Hope
November 10th, 2008
Hope
As the Bush administration comes to a close… Just consider – with no hyperbole – what our Government, our country, has done. We systematically tortured people in our custody using techniques approved at the highest levels, many of whom died as a result. We created secret prisons – “black site” gulags – beyond the reach of international monitoring groups. We abducted and imprisoned even U.S. citizens and legal residents without any trial, holding them incommunicado and without even the right to access lawyers for years, while we tortured them to the point of insanity. We disappeared innocent people off the streets, sent them to countries where we knew they’d be tortured, and then closed off our courts to them once it was clear they had done nothing wrong. We adopted the very policies and techniques long considered to be the very definition of “war crimes".
Our Government turned the NSA apparatus inward – something that was never supposed to happen – spying on our conversations in secret and without warrants or oversight, all in violation of the law, and then, once revealed, acted to immunize the private-sector lawbreakers. And that’s to say nothing about the hundreds of thousands of people we killed and the millions more we displaced with a war launched on false pretense. And on and on and on.
I did not vote for Obama nor did I vote for McCain because I strongly disagree with the policies of both. Be that as it may, I’ll tell you one thing that Obama gives me that McCain wouldn’t: hope.
I’m not talking about hope that Obama will suddenly fix all of our nations problems or hope that he will change our economy, education, and health care for the better. I’m talking about hope that he will undo some of the things mentioned above by Greenwald. Some of them are changes that Obama can begin to enact as soon as he takes office. Shut down the secret prisons. End spying on and detention of our own citizens. Create iron-clad policy against the usage of torture. Begin to restore a level of trust in the office of President of the United States of America.
It may be unlikely that President Obama will fulfill these hopes, but they stand a much better chance under Obama than they would under McCain.
UPDATE
This is a good sign (emphasis added):
President-elect Obama’s advisers are quietly crafting a proposal to ship dozens, if not hundreds, of imprisoned terrorism suspects to the United States to face criminal trials, a plan that would make good on his promise to close the Guantanamo Bay prison …
Laurence Tribe, a Harvard law professor and Obama legal adviser, said discussions about plans for Guantanamo had been “theoretical” before the election but would quickly become very focused because closing the prison is a top priority. Bringing the detainees to the United States will be controversial, he said, but could be accomplished.

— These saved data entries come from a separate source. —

Issue #1649, opened 2026-07-03
Conversation view coverage: remaining chat artifacts (test data needed)


abrignoni:
We recently added LAVA threaded conversation views across the chat artifacts (see #1645, #1647, #1648). Every direction column we shipped was verified against real test data before merging. A wrong `directionSentValue` doesn't crash anything, it silently flips who said what, and that is not acceptable for a forensic tool. So the artifacts below are on hold until we can verify them the same way.

Here is what is left and what each one needs:

- [ ] **Vipps** (`vipps.py`) - The direction value comes straight from the app's JSON and we don't know its vocabulary (could be `INCOMING`/`OUTGOING`, `IN`/`OUT`, something else). Needs a Vipps extraction where the examiner knows which messages were sent and which were received.
- [ ] **Pinger Text Free** (`pingertextfree.py`) - Same situation. `ZDIRECTION` is emitted raw from the database and the value set is unverified. Needs a Text Free extraction with known sent/received messages.
- [x] **IMO HD** (`imoHD_Chat.py`) - Direction is already verified (`Message Status` = Sent/Received), but there is no thread column on sent rows. The fix is plumbing the `buid` through the query as a Chat Partner column. This one is a dev task, test data exists.
- [ ] **BeReal** (`BeReal.py`) - Textbook fit for the view (Thread ID, Direction, Sender all present). On hold only to avoid conflicting with the open BeReal rework in #1637. Once that lands, the view is a metadata-only addition.

**How to help:** if you have (or can generate) a test extraction for any of these apps where you know the ground truth of who sent what, drop a note here. The validation itself is quick: we run the artifact against your data and confirm the sent/received split matches what you know to be true. That's it.

If you want to see the pattern these conversions follow, #1647 and #1648 are good examples, including how we derive direction from account owner data already inside the evidence.

JamesHabben:
there is overlap with #1254

Issue #1254, opened 2025-09-13
Adapt chat application parsers for the LAVA Thread/Communication/Chat view


prosch88:
LAVA offers the option of displaying parsed chats in a conversation view (comparable to the actual view on the device).

Not all parsers currently make use of this option.

The following parsers are currently compatible:

- LinkedIn
- PotatoChat 
- Kleinanzeigen
- SMS
- BeReal
- Burner
- BurnerCache
- Teams

The following parsers require adjustments for the chat view:

- Oops
- ZangiChats
- bumble
- DiscordChats
- DiscordChatsA
- facebookMessenger
- imoHD_Chat
- kijijiConversations (This app uses the same structure as Kleinanzeigen)
- kikMessages
- Life360
- Line
- pingertextfree
- Slack
- telegramMessages
- teleguard
- tikTok
- Viber
- WhatsApp 

Artifacts that already use the "__artifacts_v2__" structure are mostly easy to adapt.

BrunoFischerGermany:
I think a chat view would be very helpful for investigators!
That way, you can follow a conversation chronologically.

JamesHabben:
> I think a chat view would be very helpful for investigators!
> That way, you can follow a conversation chronologically. 

Absolutely. We have one already built and getting some final tweaks. Almost ready to launch LAVA.

![image](https://github.com/user-attachments/assets/15c85122-3aac-460a-a299-db501e8082de)

JamesHabben:
LAVA is updated to use 'conversation' terms now. its backwards compatible with the previous terms for now, but we intend to remove those soon.

i also updated the artifact info docs with the latest names for everything.
https://github.com/abrignoni/iLEAPP/blob/main/admin/docs/artifact_info_block.md

JamesHabben:
updated top comment to be a checklist and checked off those already converted to current conversation form. still a few left.

PR #1938, opened 2026-08-11
feature: imo chat conversation view and key value store

JamesHabben:
partially addresses both #1649 and #1254


alanistorres2026-art (commented):
Ver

“I think the answer is going to be, they can be as securely guarded on U.S. soil as anywhere else,” Tribe said. “We can’t put people in a dungeon forever without processing whether they deserve to be there.“
12 comments
After watching what they've done to our people (9/11 and the fellow who got his head sliced off with a KNIFE!!!, to name a couple) I hold little hope that being nice and trying to talk to these people will make things better.
I debated giving this opinion because now I know you will cut my head off with your words. (I do have feelings, you know) I'll just have to remember that communication via internet can so easily be misconstrued.
We should not treat people the way Khalid El-Masri and Maher Arar were treated.
You don't trust people, but you trust the government to detain (and maybe torture) the "bad guys" without having to prove that they actually are bad guys.
Is that what you are saying?
I don't believe the detainees were randomly picked up just so Geo. Bush and our military could look powerful to the rest of the world.
I believe they are on a mission from Allah, if you will, and don't consider the law of ANY land to be binding in their quest for jihad. It's all about their interpretation of the koran and their destiny to fulfill the will of Allah.
As you yourself have seen in the churches of Christ there is no reasoning with some people where their convictions are concerned.
My question to you is, if they should be found not guilty, what kind of reparation should we give them?
But I think the reason these leaders fall so far short in our estimation is because we've been led to think of them as president/ fixer-of-my-problems. Somewhere in my past I recall the president is to be the commander in chief and the job of he and the government is to keep us safe- to pursue life, liberty and the pursuit of happiness- from foreign aggression.
I think politicians being mostly lawyers, and no term limits for the House and Senate are the root of a lot of evil in this society.